I really wish these guys would release a research paper with their results, or include more information on their website before they make such bold claims in public.

[1] http://research.microsoft.com/apps/pubs/default.aspx?id=6995...

2 comments

any content that is DRM'd is also unique.

In most cases this isn't true. The computation involved in keying media on the fly while it's being downloaded is not insignificant when considered in volume. The added pain of storing everyone's unique keys also discourages this behavior. At worst you'll see different keys being used by region or datacenter, or perhaps key rotation on a weeks-months scale.

Some media (both DRM and non-DRM) will be trivially unique because of metadata like purchaser info or music tags. In some cases this makes the first block unique but all later blocks are deduped, in other cases you need to be somewhat content aware so you can treat the header data separate from the real media data. This also allows you to catch a lot of data people ripped themselves using standard settings.

You can save on operating system and application files, but it isn't 60%.

While I agree that photos and videos will be the bulk of their problem, I don't think that ruins their premise.
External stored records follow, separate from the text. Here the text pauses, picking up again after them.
PR #1932, opened 2020-04-02
Normative: allow non-BMP characters in capture group names

bakkot:
This is a followup to https://github.com/tc39/ecma262/pull/1869. Per consensus, `/(?<𝒜>.)/` should be legal. But the rules for parsing non-`u` patterns are such that the source text is parsed by treating each half of a surrogate pair as an individual code point. So the rules for `RegExpIdentifierStart` and `RegExpIdentifierPart` need to be tweaked to allow surrogate pairs for that case.

### DIFF
--- a/spec.html
+++ b/spec.html
@@ -30890,7 +30890,7 @@ THH:mm:ss.sss
           `.`
           `\` AtomEscape[?U, ?N]
           CharacterClass[?U]
-          `(` GroupSpecifier Disjunction[?U, ?N] `)`
+          `(` GroupSpecifier[?U] Disjunction[?U, ?N] `)`
           `(` `?` `:` Disjunction[?U, ?N] `)`
 
         SyntaxCharacter :: one of
@@ -30903,7 +30903,7 @@ THH:mm:ss.sss
           DecimalEscape
           CharacterClassEscape[?U]
           CharacterEscape[?U]
-          [+N] `k` GroupName
+          [+N] `k` GroupName[?U]
 
         CharacterEscape[U] ::
           ControlEscape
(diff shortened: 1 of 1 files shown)


spec.html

The question is if their userbase will be significantly overweight on heavy media creators. If it's a standard distribution, I wouldn't be surprised if a majority of people were under 10gb unique and 70%+ deduped.

I tested it on iTunes. bought the same television episode on two different accounts on two different laptops and compared them to find that they had 4-5 bytes in common.

Not sure how it works in WMP. It would be common in blu-ray rips, though.

I have to say that I am really curious as to why you would want to base your business viability on 'assumptions' regarding the average amount of users unique data.

I think one missed point when doing this generalization is also the target audience in early adopters for an unlimited service.

As we at SpiderOak quickly found it there are massive differences between 'common users' and the early adopters of a technically proficient service.

I am worried that Bitcasa will be in for a pretty rude awakening in that a large percentage of their early paying users will be JUST the people that store a TON of unique data (Raw files, encrypted data etc), skyrocketing their storage costs in a vulnerable phase of their development.